Work out how many lines below contain "collateral", then write only that number.

▼▼▼

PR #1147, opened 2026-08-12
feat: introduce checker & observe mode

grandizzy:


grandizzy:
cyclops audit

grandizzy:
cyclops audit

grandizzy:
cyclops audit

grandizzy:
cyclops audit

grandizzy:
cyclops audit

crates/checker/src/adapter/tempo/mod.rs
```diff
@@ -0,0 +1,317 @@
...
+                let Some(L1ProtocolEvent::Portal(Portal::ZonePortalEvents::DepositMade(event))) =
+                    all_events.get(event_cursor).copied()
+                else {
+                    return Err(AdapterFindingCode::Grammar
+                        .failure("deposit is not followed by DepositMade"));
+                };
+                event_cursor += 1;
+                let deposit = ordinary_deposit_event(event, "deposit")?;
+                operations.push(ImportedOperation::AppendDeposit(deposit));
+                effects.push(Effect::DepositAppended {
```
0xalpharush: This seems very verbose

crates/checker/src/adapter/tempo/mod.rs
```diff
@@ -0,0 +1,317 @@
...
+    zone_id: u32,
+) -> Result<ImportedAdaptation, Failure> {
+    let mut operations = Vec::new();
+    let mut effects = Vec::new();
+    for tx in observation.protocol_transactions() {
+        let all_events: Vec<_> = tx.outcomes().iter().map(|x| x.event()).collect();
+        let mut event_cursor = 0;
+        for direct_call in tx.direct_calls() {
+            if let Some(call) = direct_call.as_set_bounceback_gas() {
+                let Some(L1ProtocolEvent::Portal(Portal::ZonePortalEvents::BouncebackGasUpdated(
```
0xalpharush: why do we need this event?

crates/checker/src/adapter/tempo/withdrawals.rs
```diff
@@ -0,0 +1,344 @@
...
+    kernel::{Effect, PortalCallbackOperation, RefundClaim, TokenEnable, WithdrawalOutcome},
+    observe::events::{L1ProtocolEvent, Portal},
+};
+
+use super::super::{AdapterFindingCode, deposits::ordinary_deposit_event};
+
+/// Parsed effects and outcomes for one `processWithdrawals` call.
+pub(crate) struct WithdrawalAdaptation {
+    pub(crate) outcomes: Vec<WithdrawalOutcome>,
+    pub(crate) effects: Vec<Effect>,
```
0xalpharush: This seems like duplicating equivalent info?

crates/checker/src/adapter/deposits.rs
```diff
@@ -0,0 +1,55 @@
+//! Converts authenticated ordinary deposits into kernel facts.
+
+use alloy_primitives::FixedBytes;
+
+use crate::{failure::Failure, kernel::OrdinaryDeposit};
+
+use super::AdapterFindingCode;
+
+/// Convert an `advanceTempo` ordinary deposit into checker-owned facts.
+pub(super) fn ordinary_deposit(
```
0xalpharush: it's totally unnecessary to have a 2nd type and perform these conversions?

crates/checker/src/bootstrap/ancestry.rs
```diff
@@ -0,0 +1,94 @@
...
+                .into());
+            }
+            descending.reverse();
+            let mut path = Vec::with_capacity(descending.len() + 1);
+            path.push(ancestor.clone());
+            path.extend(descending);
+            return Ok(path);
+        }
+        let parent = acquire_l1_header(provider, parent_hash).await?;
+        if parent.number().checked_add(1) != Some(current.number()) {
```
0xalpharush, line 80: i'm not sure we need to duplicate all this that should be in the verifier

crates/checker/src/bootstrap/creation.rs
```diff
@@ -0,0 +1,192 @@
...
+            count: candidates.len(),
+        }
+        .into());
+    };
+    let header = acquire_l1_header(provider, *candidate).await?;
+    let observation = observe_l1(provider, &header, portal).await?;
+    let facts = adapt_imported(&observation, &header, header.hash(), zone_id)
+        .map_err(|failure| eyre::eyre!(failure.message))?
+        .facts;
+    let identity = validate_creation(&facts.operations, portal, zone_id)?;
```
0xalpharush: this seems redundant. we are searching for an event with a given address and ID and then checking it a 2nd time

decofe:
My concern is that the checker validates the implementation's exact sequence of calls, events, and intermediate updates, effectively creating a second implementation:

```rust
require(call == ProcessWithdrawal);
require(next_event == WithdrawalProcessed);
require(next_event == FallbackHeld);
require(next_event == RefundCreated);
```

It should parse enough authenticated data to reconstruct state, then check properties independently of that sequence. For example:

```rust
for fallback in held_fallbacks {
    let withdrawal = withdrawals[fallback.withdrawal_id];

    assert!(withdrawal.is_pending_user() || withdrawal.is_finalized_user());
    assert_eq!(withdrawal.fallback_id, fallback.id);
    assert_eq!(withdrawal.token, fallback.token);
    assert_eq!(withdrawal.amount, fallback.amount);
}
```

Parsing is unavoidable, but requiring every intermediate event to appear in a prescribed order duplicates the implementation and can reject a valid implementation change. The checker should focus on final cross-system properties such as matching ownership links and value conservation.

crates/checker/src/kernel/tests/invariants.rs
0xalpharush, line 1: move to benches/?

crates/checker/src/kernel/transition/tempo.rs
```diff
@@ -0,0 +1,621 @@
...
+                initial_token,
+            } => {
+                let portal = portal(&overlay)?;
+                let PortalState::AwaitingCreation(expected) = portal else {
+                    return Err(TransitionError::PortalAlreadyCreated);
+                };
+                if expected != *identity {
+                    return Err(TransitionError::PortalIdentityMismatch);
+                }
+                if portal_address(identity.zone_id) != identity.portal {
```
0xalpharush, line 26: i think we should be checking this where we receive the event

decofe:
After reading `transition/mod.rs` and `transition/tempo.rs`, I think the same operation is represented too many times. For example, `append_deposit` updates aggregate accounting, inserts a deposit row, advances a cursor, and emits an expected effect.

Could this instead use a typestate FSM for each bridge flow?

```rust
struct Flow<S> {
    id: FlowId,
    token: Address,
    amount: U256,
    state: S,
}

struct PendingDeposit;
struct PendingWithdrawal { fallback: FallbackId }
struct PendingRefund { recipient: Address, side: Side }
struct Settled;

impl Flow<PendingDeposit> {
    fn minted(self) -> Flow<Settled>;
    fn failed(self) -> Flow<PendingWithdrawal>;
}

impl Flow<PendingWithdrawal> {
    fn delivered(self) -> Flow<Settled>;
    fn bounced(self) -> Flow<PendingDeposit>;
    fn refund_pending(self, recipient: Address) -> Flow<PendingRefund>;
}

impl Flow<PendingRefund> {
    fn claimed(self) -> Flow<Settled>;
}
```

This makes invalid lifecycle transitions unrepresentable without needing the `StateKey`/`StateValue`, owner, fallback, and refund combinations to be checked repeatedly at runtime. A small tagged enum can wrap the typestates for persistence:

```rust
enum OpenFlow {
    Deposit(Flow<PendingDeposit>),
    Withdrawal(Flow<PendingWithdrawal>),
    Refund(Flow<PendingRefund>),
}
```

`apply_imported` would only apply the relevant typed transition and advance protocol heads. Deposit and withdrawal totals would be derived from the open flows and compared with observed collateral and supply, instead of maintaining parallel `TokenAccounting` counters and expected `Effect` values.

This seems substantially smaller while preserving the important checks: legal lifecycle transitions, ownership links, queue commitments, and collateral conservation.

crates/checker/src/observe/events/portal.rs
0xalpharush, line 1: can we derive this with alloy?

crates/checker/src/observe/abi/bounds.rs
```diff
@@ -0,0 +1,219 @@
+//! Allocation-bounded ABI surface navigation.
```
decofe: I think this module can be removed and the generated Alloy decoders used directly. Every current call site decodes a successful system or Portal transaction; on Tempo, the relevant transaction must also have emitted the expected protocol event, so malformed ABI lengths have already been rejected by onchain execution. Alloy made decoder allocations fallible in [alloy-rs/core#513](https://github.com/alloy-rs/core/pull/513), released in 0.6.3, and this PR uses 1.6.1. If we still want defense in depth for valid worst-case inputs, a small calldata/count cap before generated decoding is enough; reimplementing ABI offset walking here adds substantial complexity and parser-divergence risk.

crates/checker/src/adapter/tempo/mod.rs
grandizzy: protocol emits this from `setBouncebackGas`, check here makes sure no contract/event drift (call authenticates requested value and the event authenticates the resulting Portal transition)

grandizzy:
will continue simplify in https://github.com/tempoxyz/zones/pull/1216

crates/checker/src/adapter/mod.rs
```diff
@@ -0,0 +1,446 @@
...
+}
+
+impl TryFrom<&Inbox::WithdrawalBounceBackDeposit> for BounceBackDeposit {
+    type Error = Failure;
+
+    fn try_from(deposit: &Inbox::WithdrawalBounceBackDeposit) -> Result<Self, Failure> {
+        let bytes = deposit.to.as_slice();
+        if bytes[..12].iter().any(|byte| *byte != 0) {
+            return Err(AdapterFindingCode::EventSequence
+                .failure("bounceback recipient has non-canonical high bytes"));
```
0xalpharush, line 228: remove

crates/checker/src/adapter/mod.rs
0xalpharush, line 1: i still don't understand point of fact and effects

▲▲▲

= SOLUTION BELOW =
2